- Church: Catholic Church
- See: Territorial Abbey of Monte Oliveto Maggiore
- In office: 16 October 1992 – 21 October 2010
- Predecessor: Maurizio Benvenuto Maria Contorni
- Successor: Diego Maria Rosa [it]

Orders
- Ordination: 2 July 1961

Personal details
- Born: 18 March 1937
- Died: 11 April 2025 (aged 88)

= Michelangelo Riccardo Maria Tiribilli =

Italian Catholic priest (1937–2025)

Michelangelo Riccardo Maria Tiribilli (18 March 1937 – 11 April 2025) was an Italian Roman Catholic priest and abbot of Territorial Abbey of Monte Oliveto Maggiore between 1992 and 2010.

==Biography==
Tiribilli joined the Olivetan order, completed his novitiate at the Abbey of San Fruttuoso and was ordained a priest on 2 July 1961 after completing his theological training. He was involved in pastoral work in various monasteries and parishes, including as parish priest in the parish of Bernardo Tolomei in Siena.

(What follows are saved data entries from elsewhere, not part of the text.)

PR #14400, opened 2026-07-24
fix(cli): verify a piece bundle installs and loads in isolation before publish

kishanprmr:
## Description

`piece-openai@0.10.0` published broken (#14369): tiktoken's inlined JS shipped without its wasm asset, and the manifest declared no dependency to fetch it, so `require()` threw before any action ran — connections, model dropdowns, and action execution were all broken.

Nothing in the release pipeline ever installed the *published* package in isolation before shipping it. The only post-build `require()` check (`update-pieces-metadata.ts`) runs inside the monorepo checkout, where hoisted workspace `node_modules` can mask a dependency the published manifest never declared — and it runs *after* `publish-pieces-to-npm.ts` has already pushed to npm, so even a caught failure wouldn't have blocked the publish.

Fix: `verifyPieceBundleLoads` (`packages/cli/src/lib/utils/verify-piece-bundle.ts`) packs the already-prepared `dist/` into the real tarball, installs it into a throwaway directory with zero ambient `node_modules`, and `require()`s it by name — reproducing exactly what a real installer does. Wired into `publishNpmPackage` (`tools/scripts/utils/publish-npm-package.ts`), right before the `npm publish` call, so a broken bundle blocks the publish for every call site (the bulk release pipeline and the single-piece CLI publish path both route through this one function).

## How was this tested?

- New test (`verify-piece-bundle.test.ts`): a passing bundle, and a failing one that reproduces the exact incident shape — code references an asset outside the manifest's `files` allow-list, so it's referenced but never packed.
- Ran against the real `piece-openai` bundle locally: packed, installed `tiktoken` (wasm included) from the registry into an isolated dir, required cleanly.
- Full `@activepieces/cli` suite: 24/24 passing.
- `npm run lint-dev` clean (pre-existing unrelated warnings only).

### DIFF
--- a/packages/cli/src/lib/utils/verify-piece-bundle.test.ts
+++ b/packages/cli/src/lib/utils/verify-piece-bundle.test.ts
@@ -1,0 +1,37 @@
+import { mkdirSync, mkdtempSync, rmSync, writeFileSync } from 'node:fs'
+import { tmpdir } from 'node:os'
+import { join } from 'node:path'
+import { afterEach, describe, expect, it } from 'vitest'
+import { verifyPieceBundleUtils } from './verify-piece-bundle'
+
+describe('verifyPieceBundleLoads', () => {
+    let root: string | undefined
+
+    afterEach(() => {
+        if (root) {
+            rmSync(root, { recursive: true, force: true })
+            root = undefined
+        }
+    })
+
+    it('passes for a bundle that installs and requires cleanly', async () => {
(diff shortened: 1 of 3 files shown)


kishanprmr:
Closing — the heap-usage CI job added in #15252 (`check-pieces-heap.ts`) already installs each changed piece's bundle into an isolated `node_modules`-free directory and requires it by name before merge, which catches this exact class of bug (broken/missing bundled asset like the tiktoken wasm case) at PR time. Not needed as a separate publish-time gate.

Tiribilli was elected abbot of the territorial abbey of Monte Oliveto Maggiore in Chiusure near Asciano on 16 October 1992 and was thus also abbot general of the Olivetan Benedictine Congregation worldwide from 1992 to 2010. He was also a member of the Italian Bishops' Conference (CEI).

On 21 October 2010, Pope Benedict XVI accepted his resignation due to his age.

Tiribilli died on 11 April 2025 after a long illness in an abbey of the order in Seregno near Milan, where he had dedicated himself to the task of reviving the abbey. He was 88.